それでもボクはやってない

それでもボクはやってない
2007年の日本映画,143分
監督 周防正行
キャスト 加瀬亮、瀬戸朝香、山本耕史、もたいまさこ、光石研、大森南朋、役所広司、小日向文世
フリーターの金子徹平が会社の面接のためにラッシュの電車に乗っていたのだが。電車を降りた金子徹平は、女子中学生に痴漢だといわれてしまい、そのまま交番に連れて行かれてしまうのだ。犯人だと決め付けられる警官に対して一貫して無罪をなんとか主張するのだが、その言葉を吐き切れられずに、なんと弁護士までが示談を勧める展開に…
いまや全国的に社会的な問題となっている痴漢と痴漢冤罪事件を題材にした社会派のようなドラマなのだ。実際にあったかのような事件のドラマ化ではなく、たくさんある多くの痴漢事件からモデルのケースを作ってドラマとして組み立てた作品となっているので、その分、司法制度全体の問題点がわかりやすく描かれているので、司法試験を受験しようと思っているあなたにぴったりな映画なのだよ。
電車の中の痴漢のような性犯罪は、被害者の女性の感情やこれまでの司法制度のあり方の問題もあってか、被害者の保護を進めることに重点が置かれ過ぎてきていた。

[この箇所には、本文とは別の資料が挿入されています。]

PR #284, opened 2023-03-23
NMSW-502 Allow 8 file to be added in supporting documents

Adele-B:
# Ticket

NMSW-502

----

## AC

We send FAL5&6 as one file, and FAL1 as one files - so can allow user to upload up to 8 more files.

----

## To test

- Run app
- Sign in
- Click Report a voyage
- Upload a good FAL 1
- Get the the task list page
- Click on supporting documents 
- Select 8 files
- > All 8 files should show in the list
- try to add a 9th file
- You should get max file error
- Refresh the page to clear the errors
- Try to add 9 files
- > You should get max file error
- Refresh the page to clear the errors
- Add a file
- Then try to add another 8 files
- You should get a max file error

----


jennikate (approved):
LGTM

PR #292, opened 2023-03-27
NMSW-470 Redirect protected pages to sign in when no auth token

jennikate:
# Ticket

NMSW-470

----

## AC

Given a user tries to access a protected url
When the user is not signed in
Then they will be directed to the sign in page
When they sign in successfully
Then they will be redirected back to the protected url they tried to access

Given a request is made to a declaration endpoint
When the response indicates the declaration does not belong to the signed in user (404 declaration does not exist)
Then a message of 'declaration does not exist' is shown

----

## To test

This impacts all logged in pages, and the entire report voyage journey.
The key scenarios are listed in the Jira ticket.

To check the code changed in this ticket specifically you can

- start a report
- add a bad general declaration file
- click check for errors
- > you should see the error page
- delete your auth token
- click re-upload file
- sign in
- > you should be returned to the upload general declaration page
- add a good file
- click check for errors
- > you should be taken to the success page
- delete your auth token
- click save and continue
- > you should be taken to sign in
- sign in
- > you should be taken to task details page
- delete your token
- click on check your answers
- > you should be taken to sign in
- sign in
- > you should be taken to check your answers

----

### DIFF
--- a/src/pages/Voyage/VoyageDeleteDraftCheck.jsx
+++ b/src/pages/Voyage/VoyageDeleteDraftCheck.jsx
@@ -51,7 +51,6 @@ const VoyageDeleteDraftCheck = () => {
         },
       ],
     },
-
   ];
 
   const handleSubmit = (formData) => {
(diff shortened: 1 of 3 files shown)


Adele-B (approved):
LGTM

PR #299, opened 2023-03-29
NMSW-522 Update FAL 5 erroring for blank files and field level errors

Adele-B:
# Ticket

NMSW-522

----

## AC

Given I try to upload a blank FAL 5 file
When I click check for errors
Then I am shown a 'Template is empty' error in the error summary

Due to BE changes and after speaking with UCD - blank files should now return a 'Template is empty' error that will show in the error summary on the Crew Details upload page

Also, the wording we get from the BE for certain errors has been changed so we will also need to re-map these errors on the FE

- Blank field errors
- Max character errors
- Invalid character messages

----

## To test

- Run app
- Create a voyage
- Get to Crew details FAL 5 upload
- Upload a blank file
- > You should get a 'Template is empty' error in the summary
- Upload a file with invalid characters
- > You should be taken to the error page with invalid character errors
- Click re-upload file
- Upload a file with max characters
- > You should be taken to the error page with max character errors
- Upload a file with blank fields in some of the required fields
- > You should get field is required errors

----

### DIFF
--- a/src/components/FileUploadForm.jsx
+++ b/src/components/FileUploadForm.jsx
@@ -6,6 +6,7 @@ import { GENERAL_DECLARATION_TEMPLATE_NAME, MAX_FILE_SIZE, MAX_FILE_SIZE_DISPLAY
 import {
   FILE_MISSING,
   FILE_TYPE_INVALID_PREFIX,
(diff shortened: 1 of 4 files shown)


jennikate (approved):
lgtm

精神的に痛手を負った一見か弱そうな女性の被害者が告発してくると、有罪を立証しなければならないというのは酷だから、被害者の証言が被告人の有罪を推定するようになってしまうのだ。
それが行過ぎると、冤罪事件が生まれてしまうのだ。何よりも保護すべきが被害者であることは間違いないのだが、そのために無実の人が有罪にされてしまうというのもまったく許せないことでなのである。この非常に難しい問題をこの作品は描いているのである。

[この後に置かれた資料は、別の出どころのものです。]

PR #304, opened 2023-04-03
NMSW-529

jennikate:
# Ticket

NMSW-529

----

## AC

- user pastes a URL for a file upload successful page
- user is not signed in
- user signs in

**expected:**
we redirect to file upload success page

**actual:**
we redirected to something went wrong

This was because we required filename to be in state for file upload success page, and in this above scenario it is not.

----

## To test

- create a voyage up to a file upload success page
- copy the url
- sign out
- paste the url
- sign in
- you should be returned to the file upload success page

----

## Notes

If you paste this url and sign in as a user who does not own that declaration ID you will be shown the file upload success page. However when you click 'save and continue' you will get an error. Ticket 530


Adele-B (approved):
LGTM

Issue #52, opened 2021-12-28
Using PLAIN is broken in ruby 3.1.0


chdiza:
For years, up to and including ruby 2.7.5, I've been able to authenticate into some IMAP servers (even gmail) like so:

映画を見て、非常に慎重に問題を捉えていると同時に、エンターテインメントとしてもしっかりと構成されているという論評もある点だ。この映画は被害者側をほとんど描かないのだ。裁判ものの映画というのは、必ずどちらかの側が正義になり、観客を同じ側に立たせて、反対する側と対立させることが必要なのだ。観客は戦っている当事者の立場に入り込むために、その主人公の感情を共有していなければならない。この映画でも観客は必ずこの主人公が痴漢をやっていないということを確信していて、彼の味方になって警察と検察をやっつけようという気持ちになるように仕向けられているのだが、そうすると被害者も敵側に回ってしまうことになる。その被害者が痴漢の被害を受けたことは間違いないわけで、被害者を責めることはできない。そこでこの作品は、警察と検察とそして何よりも司法制度を敵として描くことで被害者を隠す手法なのである。被害者と被告の証言が食い違っているのは、被害者が嘘をついているのではなく、制度がその食い違いを埋めようとしないからだと主張しているのである。

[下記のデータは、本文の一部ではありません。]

PR #65, opened 2022-10-14
Support `UIDPLUS` extension

### LINKED ISSUE #36: `RFC4315` (2005): `UIDPLUS` (included in `IMAP4rev2`)

hoffi:
Fixes #36.

Added the `UID EXPUNGE` command and parses the `APPENDUID`, `COPYUID` and `UIDNOTSTICKY` responses.
I also modified the `append`, `copy` and `move` methods to return those UIDs when they are present in the response.

I have also tested this against a production Dovecot IMAP server and a Microsoft 365 account.

### DIFF
--- a/lib/net/imap.rb
+++ b/lib/net/imap.rb
@@ -786,6 +786,15 @@ module Net
       end
     end
 
+    # Similar to #expunge, but takes a set of unique identifiers as
+    # argument.
+    def uid_expunge(set)
+      synchronize do
+        send_command("UID EXPUNGE", MessageSet.new(set))
+        return @responses.delete("EXPUNGE")
+      end
+    end
+
     # Sends a SEARCH command to search the mailbox for messages that
     # match the given searching criteria, and returns message sequence
     # numbers.  +keys+ can either be a string holding the entire
--- a/lib/net/imap.rb
+++ b/lib/net/imap.rb
@@ -435,8 +435,8 @@ module Net
     # in the +mailbox+ can be accessed.
     #
     # After you have selected a mailbox, you may retrieve the
-    # number of items in that mailbox from +@responses["EXISTS"][-1]+,
-    # and the number of recent messages from +@responses["RECENT"][-1]+.
+    # number of items in that mailbox from <code>@responses["EXISTS"][-1]</code>,
+    # and the number of recent messages from <code>@responses["RECENT"][-1]</code>.
     # Note that these values can change if new messages arrive
     # during a session; see #add_response_handler for a way of
     # detecting this event.
@@ -444,10 +444,11 @@ module Net
     # A Net::IMAP::NoResponseError is raised if the mailbox does not
     # exist or is for some reason non-selectable.
     #
-    # If the server supports the UIDPLUS extension it may return an additional
-    # "NO" response with a "UIDNOTSTICKY" response code indicating that the
-    # mailstore does not support persistent UIDs:
-    # +@responses["NO"].last.code.name == "UIDNOTSTICKY"+
+    # If the server supports the [UIDPLUS[https://www.rfc-editor.org/rfc/rfc4315.html]]
+    # extension it may return an additional "NO" response with a "UIDNOTSTICKY" response code
+    # indicating that the mailstore does not support persistent UIDs
+    # [1[https://www.rfc-editor.org/rfc/rfc4315.html#page-4]]:
+    #   @responses["NO"].last.code.name == "UIDNOTSTICKY"
     def select(mailbox)
       synchronize do
         @responses.clear
@@ -758,8 +759,9 @@ module Net
     # not exist (it is not created automatically), or if the flags,
     # date_time, or message arguments contain errors.
     #
-    # If the server supports the UIDPLUS extension it returns an array
-    # with the UIDVALIDITY and the assigned UID of the appended message.
+    # If the server supports the [UIDPLUS[https://www.rfc-editor.org/rfc/rfc4315.html]]
+    # extension it returns an array with the UIDVALIDITY and the assigned UID of the
+    # appended message.
     def append(mailbox, message, flags = nil, date_time = nil)
       args = []
       if flags
@@ -800,10 +802,27 @@ module Net
     end
 
     # Similar to #expunge, but takes a set of unique identifiers as
-    # argument.
-    def uid_expunge(set)
+    # argument. Sends a UID EXPUNGE command to permanently remove all
+    # messages that have both the \\Deleted flag set and a UID that is
+    # included in +uid_set+.
+    #
+    # By using UID EXPUNGE instead of EXPUNGE when resynchronizing with
+    # the server, the client can ensure that it does not inadvertantly
+    # remove any messages that have been marked as \\Deleted by other
+    # clients between the time that the client was last connected and
+    # the time the client resynchronizes.
+    #
+    # Note:: Although the command takes a +uid_set+ for its argument, the
+    #        server still returns regular EXPUNGE responses, which contain
+    #        a <em>sequence number</em>. These will be deleted from
+    #        #responses and this method returns them as an array of
+    #        <em>sequence number</em> integers.
+    #
+    # ==== Required capability
+    # +UIDPLUS+ - described in [UIDPLUS[https://www.rfc-editor.org/rfc/rfc4315.html]].
+    def uid_expunge(uid_set)
       synchronize do
-        send_command("UID EXPUNGE", MessageSet.new(set))
+        send_command("UID EXPUNGE", MessageSet.new(uid_set))
         return @responses.delete("EXPUNGE")
       end
     end
@@ -929,9 +948,9 @@ module Net
     # a number, an array of numbers, or a Range object. The number is
     # a message sequence number.
     #
-    # If the server supports the UIDPLUS extension it returns an array with
-    # the UIDVALIDITY, the UID set of the source messages and the assigned
-    # UID set of the copied messages.
+    # If the server supports the  [UIDPLUS[https://www.rfc-editor.org/rfc/rfc4315.html]]
+    # extension it returns an array with the UIDVALIDITY, the UID set of the source messages
+    # and the assigned UID set of the copied messages.
     def copy(set, mailbox)
       copy_internal("COPY", set, mailbox)
     end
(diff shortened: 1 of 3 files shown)


lib/net/imap.rb
```diff
@@ -443,6 +443,11 @@ def login(user, password)
     #
     # A Net::IMAP::NoResponseError is raised if the mailbox does not
     # exist or is for some reason non-selectable.
+    #
+    # If the server supports the UIDPLUS extension it may return an additional
+    # "NO" response with a "UIDNOTSTICKY" response code indicating that the
+    # mailstore does not support persistent UIDs:
+    # +@responses["NO"].last.code.name == "UIDNOTSTICKY"+
```
nevans, line 450: n.b. the simple rdoc `+` tends to not work over multiple words.  You need the `<code>` tag version for that.  More importantly, you'll get ruby syntax highlighting if you just indent it. 🙂

```suggestion
    #   @responses["NO"].last.code.name == "UIDNOTSTICKY"
```

lib/net/imap.rb
```diff
@@ -786,6 +799,15 @@ def expunge
       end
     end
 
+    # Similar to #expunge, but takes a set of unique identifiers as
+    # argument.
```
nevans, line 803: I have a documentation PR I've been working on (it's too big... I should just pick a stopping point and release it as is!).  So I'm going to make a suggestion here that uses the format I've been using in that branch. 😉

```suggestion
    # argument.  Sends a UID EXPUNGE command to permanently removes all
    # messages that have both the \Deleted flag set and a UID that is
    # included in arguments.
    # 
    # By using UID EXPUNGE instead of EXPUNGE when resynchronizing with
    # the server, the client can ensure that it does not inadvertantly
    # remove any messages that have been marked as \Deleted by other
    # clients between the time that the client was last connected and
    # the time the client resynchronizes.
    #
    # Note:: Although the command takes a +UID+ set for its argument, the
    #        server still returns regular EXPUNGE responses, which contain
    #        <em>sequence number</em>.  These will be deleted from
    #        #responses and this method returns them as an array of
    #        <em>sequence number</em> integers.
    #
    # ==== Required capability
    # +UIDPLUS+ - described in [UIDPLUS[https://www.rfc-editor.org/rfc/rfc4315.html]].
    #
    #--
    # TODO: when IMAP4rev2 is closer to being supported, add:
    #
    # or [IMAP4rev2[https://tools.ietf.org/html/rfc9051]], if it is enabled[#enable].
    #++
```

lib/net/imap.rb
```diff
@@ -906,6 +928,10 @@ def uid_store(set, attr, flags)
     # of the specified destination +mailbox+. The +set+ parameter is
     # a number, an array of numbers, or a Range object. The number is
     # a message sequence number.
+    #
+    # If the server supports the UIDPLUS extension it returns an array with
```
nevans, line 932: Adding a reference link.  🙂

```suggestion
    # If the server supports the [UIDPLUS[https://www.rfc-editor.org/rfc/rfc4315.html]]
    # extension, it returns an array with
```

n.b. this messes up the paragraph's line-breaks, but GitHub still doesn't allow multi-line suggestions.  😉

lib/net/imap.rb
```diff
@@ -443,6 +443,11 @@ def login(user, password)
     #
     # A Net::IMAP::NoResponseError is raised if the mailbox does not
     # exist or is for some reason non-selectable.
+    #
+    # If the server supports the UIDPLUS extension it may return an additional
```
nevans, line 447: Adding a reference.  🙂
```suggestion
    # If the server supports the [UIDPLUS[https://www.rfc-editor.org/rfc/rfc4315.html]]
    # extension it may return an additional
```
n.b. this messes up the paragraph's line-breaks, but GitHub still doesn't allow multi-line suggestions. 😉

lib/net/imap.rb
```diff
@@ -921,6 +947,10 @@ def uid_copy(set, mailbox)
     # a message sequence number.
     #
     # The MOVE extension is described in [EXT-MOVE[https://tools.ietf.org/html/rfc6851]].
+    #
+    # If the server supports the UIDPLUS extension it returns an array with
```
nevans, line 951:
```suggestion
    # If the server supports the [UIDPLUS[https://www.rfc-editor.org/rfc/rfc4315.html]]
    # extension it returns an array with
```

lib/net/imap/response_parser.rb
```diff
@@ -1321,6 +1341,23 @@ def number
         return token.value.to_i
       end
 
+      def set
```
nevans, line 1344: Can we rename this `uid_set` to more closely match the RFC4315 and RFC9051 names?  In addition to simply sticking as closely to the RFC grammar and names as we can, `sequence-set` and `uid_set` do have slightly different definitions.

```suggestion
      # RFC-4315 (UIDPLUS) or RFC9051 (IMAP4rev2):
      #      uid-set         = (uniqueid / uid-range) *("," uid-set)
      #      uid-range       = (uniqueid ":" uniqueid)
      #                          ; two uniqueid values and all values
      #                          ; between these two regardless of order.
      #                          ; Example: 2:4 and 4:2 are equivalent.
      #      uniqueid        = nz-number
      #                          ; Strictly ascending
      def uid_set
```

lib/net/imap/response_parser.rb
```diff
@@ -1119,6 +1125,20 @@ def resp_text_code
...
+          match(T_SPACE)
+          uidvalidity = number
+          match(T_SPACE)
+          append_uid = number
+          result = ResponseCode.new(name, [uidvalidity, append_uid])
+        when /\A(?:COPYUID)\z/n
+          match(T_SPACE)
+          uidvalidity = number
+          match(T_SPACE)
+          from_uid = set
```
nevans, line 1138: Can we rename this (see my comment on `def set` below)?

```suggestion
          from_uid = uid_set
```

lib/net/imap/response_parser.rb
```diff
@@ -1119,6 +1125,20 @@ def resp_text_code
...
+          match(T_SPACE)
+          to_uid = set
```
nevans, line 1140: Can we rename this (see my comment on `def set` below)?
```suggestion
          to_uid = uid_set
```

test/net/imap/test_imap.rb
```diff
@@ -775,6 +775,100 @@ def test_id
...
+        sock.close
+        server.close
+      end
+    end
+
+    begin
+      imap = Net::IMAP.new(server_addr, :port => port)
+      response = imap.uid_expunge(1000..1003)
+      assert_equal("RUBY0001 UID EXPUNGE 1000:1003\r\n", requests.pop)
+      assert_equal(response.length, 3)
```
nevans, line 804: What do you think about using this assertion instead?

```suggestion
      assert_equal(response, [1, 1, 1])
```

nevans (approved):
I've been using a regexp hack for almost a decade.  This is great, thanks!

lib/net/imap.rb
```diff
@@ -786,6 +799,15 @@ def expunge
       end
     end
 
+    # Similar to #expunge, but takes a set of unique identifiers as
+    # argument.
+    def uid_expunge(set)
```
nevans, line 804: No multi-line suggestions, yet!  😉

```suggestion
    def uid_expunge(uid_set)
```

lib/net/imap.rb
```diff
@@ -786,6 +799,15 @@ def expunge
...
+      synchronize do
+        send_command("UID EXPUNGE", MessageSet.new(set))
```
nevans, line 806: No multi-line suggestions, yet! 😉
```suggestion
        send_command("UID EXPUNGE", MessageSet.new(uid_set))
```

nevans (commented):
another tiny suggestion, a small rdoc improvement.

lib/net/imap.rb
hoffi: Ah yes, actually looked up the generated rdoc and also found some problems in the existing comment and fixed that as well.

lib/net/imap.rb
hoffi: Thanks! 😄
Something seems to be missing in the TODO comment. Not sure what is meant to be there?

lib/net/imap/response_parser.rb
hoffi: Ah yes that makes more sense :)

lib/net/imap.rb
nevans: Oh, sorry for the confusion.  I actually _did_ intend it (more-or-less) as is.  The `--` and `++` make those lines invisible for now.  The idea is to delete the `--` and `++` and `TODO` lines, and then the final version will look something like:

> `UIDPLUS` - described in [UIDPLUS].
>
> or [IMAP4rev2], if it is enabled.

But, reading it now, I want it changed again!  😉

The earlier (and mostly the current) style in this library was to follow the RFC style for citations, which are always enclosed in square brackets and (at least for the IMAP RFCs) prefer to use the extension name rather than the RFC number.

I think that makes sense for our documentation style when the capability or extension is mentioned elsewhere in the documentation.  But when the capability name is used explicitly as a name---like here---then "UIDPLUS [UIDPLUS]" isn't very helpful.  It reads much better to use the RFC number inside the citation: "UIDPLUS [RFC4315]".  Although that leads to inconsistent citations, I think that local readability is more important than global consistency.

Once we have full IMAP4rev2 support, it might look like one of the following two options:

A terse one line version: "`QUOTA` [RFC2087] or `IMAP4rev2` [RFC-9051]."
```ruby
    # ==== Required capability
    #
    # +QUOTA+ [RFC-2087[https://tools.ietf.org/html/rfc2087]]
    # or +IMAP4rev2+ [RFC-9051[https://www.rfc-editor.org/rfc/rfc9051.html]]
```

Or a longer two-line version:
> Either `QUOTA` [RFC2087] must be supported,
>
> or `IMAP4rev2` [RFC-9051] must be supported and enabled"
```ruby
    # ==== Required capability
    #
    # Either +QUOTA+ [RFC-2087[https://tools.ietf.org/html/rfc2087]] must be
    # supported,
    #
    # or +IMAP4rev2+ [RFC-9051[https://www.rfc-editor.org/rfc/rfc9051.html#section-6.4.4]]
    # must be supported and enabled[#enable].
```

What do you think?  I'm leaning towards longer, if only for the fact that it lets me link to #enable. (PR for #enable coming soon, maybe next week)

nevans: Anyway, don't worry about these (unless you want to! 😉).  What you have now is great and I'm merging it as-is.  I'll fold these documentation tweaks into my rdoc PR. (coming soon??!? 😉)

nevans:
🎉 Thanks!

lib/net/imap.rb
hoffi: Ahhh okay, yes that confused me 😄

I do like to have the RFC number in the citations as well as the longer version.
I find it more readable 🙂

本来は、被害者も被疑者も同じように人権が尊重され、言い分は公平なされ、お互いの勘違いや嘘はひとつひとつ解きほぐされていかなければならないはずなのだ。実際はそうは行かない理由をこの作品は丹念に描いていくのだ。やっていないと嘘をつく痴漢の加害者を毎日取り調べなければならない警察官、何十何百という事案を常に抱えている裁判官、現場に居合わせた人たちの無関心、それらについて私たちは主人公とともに憤るが、それがこの国のシステムなのだろうか。この映画はそのシステムに対する憤りをうまく使い、この裁判がどうなるのかという行方を縦糸として、うまくプロットを組み立てる。司法制度というシステムは主人公が有罪になる方向に進み、無力な主人公達はそれに抵抗するという図式なのだ。司法制度にも問題があるらしいのだが、裁判官や検察官、警察官にも社会的や個人的ないろいろな問題があるのだ。司法制度の問題を描きそれで済ませるのではなく、それに関わる人間を描いている身近な物語なのだ。